Briskly written soap with down-to-earth types, mostly without the lachrymose contrivances of Hannah’s previous titles...

Sisters in and out of love.

Meghann Dontess is a high-powered matrimonial lawyer in Seattle who prefers sex with strangers to emotional intimacy: a strategy bound to backfire sooner or later, warns her tough-talking shrink. It’s advice Meghann decides to ignore, along with the memories of her difficult childhood, neglectful mother, and younger sister.

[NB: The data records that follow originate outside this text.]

Issue #4912, opened 2023-05-15
Possibly add mkcert step for Debian/Ubuntu installation, and Firefox tip about Master password?


gitressa:
### Is there an existing issue for this?

- [X] I have searched the existing issues

### Expected Behavior

Follow the [Debian/Ubuntu installation steps](https://ddev.readthedocs.io/en/stable/users/install/ddev-installation/#debianubuntu), and get no certificate warnings in Firefox and Chromium.

### Actual Behavior

Got certificate warnings in both Firefox and Chromium.

### Steps To Reproduce

Great project, thanks @rfay! I especially like how there's [built in Solr Cloud integration for Search API Solr](https://git.drupalcode.org/project/search_api_solr#setting-up-solr-cloud-the-modern-way).

- Ubuntu 20.04
- Docker version 23.0.6, build ef23cbc

I have previously had DDEV installed, which may have caused this. But I thought I'd share it anyway, since others may run into this, so they will find this issue and a solution.

If you follow the [Debian/Ubuntu installation steps](https://ddev.readthedocs.io/en/stable/users/install/ddev-installation/#debianubuntu), and open your Drupal 10 site at https://drupal10.ddev.site/ you may get this warning in Firefox and Chromium:

## Firefox

> ### Warning: Potential Security Risk Ahead
> 
> Firefox detected a potential security threat and did not continue to drupal10.ddev.site. If you visit this site, attackers could try to steal information like your passwords, emails, or credit card details.
> 
> What can you do about it?
> 
> The issue is most likely with the website, and there is nothing you can do to resolve it.
> 
> If you are on a corporate network or using antivirus software, you can reach out to the support teams for assistance. You can also notify the website’s administrator about the problem.
> 
> Someone could be trying to impersonate the site and you should not continue.
>  
> Websites prove their identity via certificates. Firefox does not trust drupal10.ddev.site because its certificate issuer is unknown, the certificate is self-signed, or the server is not sending the correct intermediate certificates.
>  
> Error code: `SEC_ERROR_UNKNOWN_ISSUER`

## Chromium

> ### Your connection is not private
> 
> Attackers might be trying to steal your information from drupal10.ddev.site (for example, passwords, messages, or credit cards). Learn more
> `NET::ERR_CERT_AUTHORITY_INVALID`
> To get Chrome’s highest level of security, turn on enhanced protection
[...]

PR #4914, opened 2023-05-16
[docs] Move mkcert to the top for Linux [skip ci]

gitressa:
Solves #4912.

## The Issue

The mkcert command is placed at the bottom, under the Arch Linux section, but it is a requirement for all Linux installations. 

It moves the mkcert info to the beginning of the Linux section, since it is a requirement for all Linux installations. Repeating it under each Linux distro would break with the DRY principle.

## Release/Deployment Notes

<a href="https://gitpod.io/#https://github.com/ddev/ddev/pull/4914"></a>

### DIFF
--- a/docs/content/users/install/ddev-installation.md
+++ b/docs/content/users/install/ddev-installation.md
@@ -45,6 +45,15 @@ Once you’ve [installed a Docker provider](docker-installation.md), you’re re
 
     ## Linux
 
+    ### Locally-trusted certificate with mkcert
+
+    Modern browsers require valid certificates, which mkcert can create. Firefox users [may get prompted](https://github.com/FiloSottile/mkcert/issues/50) for `Password or Pin for "NSS Certificate DB` which is the Firefox Master pin. Install it, and then run this:
+
+    ```bash
+    # Initialize mkcert
+    mkcert -install
+    ```
+
     ### Debian/Ubuntu
 
     DDEV’s Debian and RPM packages work with `apt` and `yum` repositories and most variants that use them, including Windows WSL2:
@@ -92,9 +101,6 @@ Once you’ve [installed a Docker provider](docker-installation.md), you’re re
     ```bash
     # Install DDEV
     yay -S ddev-bin
-
-    # Initialize mkcert
-    mkcert -install
     ```
 
     ### Homebrew (AMD64 only)
@@ -102,9 +108,6 @@ Once you’ve [installed a Docker provider](docker-installation.md), you’re re
     ```bash
     # Install DDEV using Homebrew
     brew install ddev/ddev/ddev
-
-    # Initialize mkcert
-    mkcert -install
     ```
 
     <!-- we’re using HTML here to customize the #install-script-linux anchor -->
--- a/docs/content/users/install/ddev-installation.md
+++ b/docs/content/users/install/ddev-installation.md
@@ -47,7 +47,7 @@ Once you’ve [installed a Docker provider](docker-installation.md), you’re re
 
     ### Locally-trusted certificate with mkcert
 
-    Modern browsers require valid certificates, which mkcert can create. Firefox users [may get prompted](https://github.com/FiloSottile/mkcert/issues/50) for `Password or Pin for "NSS Certificate DB` which is the Firefox Master pin. Install mkcert, and then run this:
+    Modern browsers require valid certificates, which mkcert can create. [Install mkcert](https://github.com/FiloSottile/mkcert#installation), and then run this:
 
     ```bash
     # Initialize mkcert
--- a/docs/content/users/install/ddev-installation.md
+++ b/docs/content/users/install/ddev-installation.md
@@ -47,7 +47,7 @@ Once you’ve [installed a Docker provider](docker-installation.md), you’re re
 
     ### Locally-trusted certificate with mkcert
 
-    Modern browsers require valid certificates, which mkcert can create. Firefox users [may get prompted](https://github.com/FiloSottile/mkcert/issues/50) for `Password or Pin for "NSS Certificate DB` which is the Firefox Master pin. Install it, and then run this:
+    Modern browsers require valid certificates, which mkcert can create. Firefox users [may get prompted](https://github.com/FiloSottile/mkcert/issues/50) for `Password or Pin for "NSS Certificate DB` which is the Firefox Master pin. Install mkcert, and then run this:
 
     ```bash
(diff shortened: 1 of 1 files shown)


docs/content/users/install/ddev-installation.md
```diff
@@ -45,6 +45,15 @@ Once you’ve [installed a Docker provider](docker-installation.md), you’re re
 
     ## Linux
 
+    ### Locally-trusted certificate with mkcert
+
+    Modern browsers require valid certificates, which mkcert can create. Firefox users [may get prompted](https://github.com/FiloSottile/mkcert/issues/50) for `Password or Pin for "NSS Certificate DB` which is the Firefox Master pin. Install mkcert, and then run this:
```
mattstein, line 50: Reading the issue you linked to, looks like this is missing a quote, “master” is not a proper noun that needs to be capitalized, and it would be most helpful to refer to it as a “password” instead of re-using the word “pin” from the description. Also worth adding a link for “install mkcert”:

```suggestion
    Modern browsers require valid certificates, which mkcert can create. Firefox users [may get prompted](https://github.com/FiloSottile/mkcert/issues/50) for `Password or Pin for "NSS Certificate DB"` which is the Firefox master password. [Install mkcert](https://github.com/FiloSottile/mkcert#installation), and then run this:
```

mattstein (commented):
Thanks for this, @gitressa!

I’m usually a fierce advocate of DRY in principle, and these instructions are distinctly not following that which is my intent after a [recent-ish PR](https://github.com/ddev/ddev/pull/4789).

Regardless of whether your new section stays, which seems reasonable because of Firefox, my preference would be to allow each distro’s instructions to be self-contained—in other words move `mkcert -install` above DDEV’s install line if that’s what’s needed. Possibly include mkcert installation for each distro—`sudo apt-get -y install mkcert` for Debian/Ubuntu, for example, if that’s not overly specific.

My thinking is that most people on this page are looking to install DDEV on their distro, not understand how DDEV can be installed on every Linux distro, and therefore instructions for each one should be brief and self-contained. If someone needs to read every part of the page and adventure to other docs in order to install DDEV, I imagine the docs could be making their life easier.

That said, the fact that you’re offering this PR may mean I was wrong.

I’ll leave the decision to @rfay—thanks again for improving these instructions!

docs/content/users/install/ddev-installation.md
rfay, line 50: I have never seen a request for a master PIN or anything of the type on Firefox and that issue (https://github.com/FiloSottile/mkcert/issues/50) is very old. Please remove this from the PR and open an issue with your specific problem.  The mkcert docs problem is one thing, and it definitely should be more prominent, but the issue you're having with Firefox is completely unknown to me, it has never come up in all these years.

rfay (changes requested):

docs/content/users/install/ddev-installation.md
gitressa: Firefox sentence is gone.

gitressa:
Thanks @mattstein and @rfay! I updated the merge request.

I agree that it would be nice to include install commands for each Linux distro. On the other hand, some might want to install with another method. I for example chose to use the pre-built binaries method, for some reason.

docs/content/users/install/ddev-installation.md
gitressa: PS. It just occurred to me that maybe you don't use a Master password in Firefox and this could be the reason?

rfay: I had never heard of "Master Passwords", or heard of anybody using them. But I guess [they're now called "Primary Password](https://support.mozilla.org/en-US/kb/use-primary-password-protect-stored-logins). But this Firefox feature shouldn't have anything to do with DDEV, unless you allow FF to remember your passwords for local sites. Were you saying that it had to do with allowed CAs? (mkcert installs a CA).

gitressa: I think the easiest method is if you try to enable Primary Password in Firefox, and remove and recreate certificates. Then you should see the cryptic `Enter Password or Pin for "NSS Certificate DB":` message for yourself. It doesn't have anything to do with DDEV:

> ... the prompt comes from NSS's `certutil` not `mkcert`. I'm not sure if that prompt can be changed.

https://github.com/FiloSottile/mkcert/issues/50#issuecomment-452013317

I only added the tip here because I spent some time figuring out what it meant. But if you think it's a bad idea, we shouldn't add it.

rfay: Would you consider a PR to certutil? (But I'm not sure at a quick glance where it comes from). I'm glad you sorted it out. It might be best as a Stack Overflow question/answer? You explain the problem as a question, then click the checkbox to answer your own question. Then you can maintain it as it changes, etc. 

It certainly is an obscure prompt.

gitressa: Heh, there's actually already a PR in progress, so I think we're good here.
https://github.com/FiloSottile/mkcert/pull/100

rfay: Unfortunately, as you see, he doesn't stop by the mkcert project very often. Glad you added your "me too" there.

gitressa:
> @rfay: Unfortunately, as you see, he doesn't stop by the mkcert project very often. Glad you added your "me too" there.

Yes ... let's hope that the Firefox tip issue in `mkcert` gets resolved soon. Otherwise we can revisit this issue and consider adding the removed tip.

> Firefox users [may get prompted](https://github.com/FiloSottile/mkcert/issues/50) for `Password or Pin for "NSS Certificate DB"` which is the Firefox master password

Are the doc files getting generated on a cyclical basis (like a house keeping task) every so often?

gitressa:
I got served an old version from February 2023, but now I see the updated version. Weird.

rfay:
There are 2 versions of docs. "stable", which is latest release (which would be v1.21.6) and "latest", which builds from the most recent commits on master.

rfay:
We've struggled with this for some time. The problem is that most people use the stable version of DDEV. So they would find features that don't exist in the "latest" version. OTOH kind people like you come along and fix docs that affect the current stable, so it would be best that the stable docs be updated in that case :)

rfay:
I didn't think you were harsh. It's a problem we've thought about a long time but haven't figured out a path for.

rfay:
Of course, yeah I see everything that happens on that repo.. but not sure how to make progress. He should really add a co-maintainer, but haven't seen that happening either.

Though she managed to reunite Claire with Sam Cavenaugh (her father but not Meghann’s) when her mother abandoned both girls long ago, Meghann still feels guilty that her sister’s life doesn’t measure up, at least on her terms. Never married, Claire ekes out a living running a country campground with her dad and is raising her six-year-old daughter on her own. When she falls in love for the first time with an up-and-coming country musician, Meghann is appalled: Bobby Austin is a three-time loser at marriage—how on earth can Claire be so blind? Bobby’s blunt explanation doesn’t exactly satisfy the concerned big sister, who busies herself planning Claire’s dream wedding anyway. And, to relieve the stress, she beds various guys she picks up in bars, including Dr. Joe Wyatt, a neurosurgeon turned homeless drifter after the demise of his beloved wife Diane (whom he euthanized). When Claire’s awful headache turns out to be a kind of brain tumor known among neurologists as a “terminator,” Joe rallies. Turns out that Claire had befriended his wife on her deathbed, and now in turn he must try to save her. Is it too late? Will Meghann find true love at last?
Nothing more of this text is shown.